Generic competency checklists for basic procedures, to ensure quality results, and safety of personnel could be included in supplementary annexes. Such a list should include: “Understands health and safety procedure for tests, knows sample requirements, knows which samples to reject, has a copy of procedural instructions in operators first language, knows how to interpret or forward results, knows procedure to record results”.

The publication includes health and safety guidelines for the safe handling and disposal of samples. In recent disasters, laboratory-acquired infections have claimed the lives of laboratory and healthcare personnel. Annex 16 states that preparation and use of bleach is a very important addition that will contribute to the safety of laboratory personnel. Establishing temporary testing facilities in resource-poor settings with challenging healthcare and transport infrastructure is considered in this publication. This latest edition recognises common issues and recommends options that are realistic and can be safely sustained in the short-term without information technology, reliable mains electrical supplies and piped water. Annex 3 includes a check list for laboratory suppliers. This could be enhanced to include explicit advice on selecting commercial kits with heavy consideration of the performance characteristics and manufacturers established history for supplying quality materials, possibly without the need for a cold supply chain. In resource-poor countries, internal laboratory quality control testing can be minimal, and cost driven. It is important that the tests performed are reliable and accurate and the limitations are understood. Purchasers need to interpret quality performance characteristics, which include sensitivity and specificity of the test prior to the selection and procurement of reagents and supplies. 

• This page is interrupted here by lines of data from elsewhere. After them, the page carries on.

PR #9083, opened 2025-03-10
Arm backend: Make build script source the generated setup_path.sh

zingo:
This makes it more easy to run the scripts from various tools like your editor.


zingo:
Lintrunner and MacOS fails are unrelated

freddan80 (approved):

PR #9093, opened 2025-03-10
Bump memory for phi-4-mini test_model

jackzhxng:
Attempt to fix test on trunk where mac is passing but linux is failing, e.g. https://github.com/pytorch/executorch/actions/runs/13770685177/job/38508355264


SS-JIA (approved):
Pre-emptive stamp in case failing test passes.

PR #9095, opened 2025-03-10
Support MPS Backend also on iOS < 16 (#9089)

f-meloni:
Summary: Pull Request resolved: https://github.com/pytorch/executorch/pull/9089

Differential Revision: D70795041

The MPS backend currently does not compile for iOS < 16.
I have added some conditional code to make it usable anyway

### DIFF
--- a/backends/apple/mps/runtime/MPSDevice.mm
+++ b/backends/apple/mps/runtime/MPSDevice.mm
@@ -22,11 +22,11 @@ static inline MTLLanguageVersion getMetalLanguageVersion(const id<MTLDevice>& de
   // MPS Advanced Indexing needs at least Metal 2.0 (support for Argument Buffers and function constants)
   // host_name attribute needs at least Metal 2.2 and ulong needs Metal 2.3 (supported on MacOS 11+)
   MTLLanguageVersion languageVersion = MTLLanguageVersion2_3;
-#if defined(__MAC_13_0)
-  if (macOS13Plus) {
-    languageVersion = MTLLanguageVersion3_0;
+  if (@available(iOS 16, macOS 13, *)) {
+    if (macOS13Plus) {
+      languageVersion = MTLLanguageVersion3_0;
+    }
   }
-#endif
 
   ET_CHECK_MSG([device supportsFamily:MTLGPUFamilyMac2], "Missing Metal support for MTLGPUFamilyMac2");
   return languageVersion;
--- a/backends/apple/mps/runtime/operations/IndexingOps.mm
+++ b/backends/apple/mps/runtime/operations/IndexingOps.mm
@@ -206,25 +206,32 @@ MPSGraphBuilder::mpsIndexPutOp(NodePtr nodePtr) {
 
 Error
 MPSGraphBuilder::mpsScatterOp(NodePtr nodePtr) {
-  auto graphNode = nodePtr->mpsnode_union_as_MPSScatter();
-  ET_LOG(
-    Debug, "%s %d: %d",
-    __FUNCTION__, graphNode->input1_id(), graphNode->output_id()
-  );
+  if (@available(iOS 15.4, macOS 12.3, *)) {
+    auto graphNode = nodePtr->mpsnode_union_as_MPSScatter();
+    ET_LOG(
+      Debug, "%s %d: %d",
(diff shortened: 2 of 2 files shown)


f-meloni:
cc @DenisVieriu97

shoumikhin:
@DenisVieriu97 please take a look!

shoumikhin:
@DenisVieriu97 shall we just merge it?

backends/apple/mps/runtime/operations/IndexingOps.mm
```diff
@@ -206,24 +206,27 @@
 
 Error
 MPSGraphBuilder::mpsScatterOp(NodePtr nodePtr) {
-  auto graphNode = nodePtr->mpsnode_union_as_MPSScatter();
-  ET_LOG(
-    Debug, "%s %d: %d",
-    __FUNCTION__, graphNode->input1_id(), graphNode->output_id()
-  );
+  if (@available(iOS 16, macOS 13, *)) {
```
cccclai, line 209: Should we return an error for the else statement

f-meloni: If the if is not true, then we do not do `_idToMPSGraphTensor[graphNode->output_id()] = ...` which I think would then not set the tensor value and that would fail the prediction, but only if this is used.
Do you think we should return `Error::notSupported` or something like that?

cccclai: Yeah, just we can handle it in a non-fatal way.

f-meloni: @cccclai Is the latest version OK?
Thank you for the review :)

backends/apple/mps/runtime/operations/IndexingOps.mm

This book is recommended as an ideal reference guide when developing diagnostic laboratory services at pace in difficult field conditions. It is clearly laid out in a progressive step-wise style and uses plain language suitable for those for whom English is not a first language. The book is intended for use in emergency situations, by local or international managers with existing laboratory and public health experience, but not necessarily in an emergency capacity. In such situations, access to functioning computers, internet and resources, such as printers and paper, may be scarce. For this book to be utilised in such a situation, printed copies would be essential. Printed copies would enable this publication to be used as a handbook where notes can be made to reflect the local situation and decisions. 

This review covers the laboratory sections of the book (and not the water sections).

Neil Bentley OBE is Head of Technical Services, National Infection Services, Public Health England.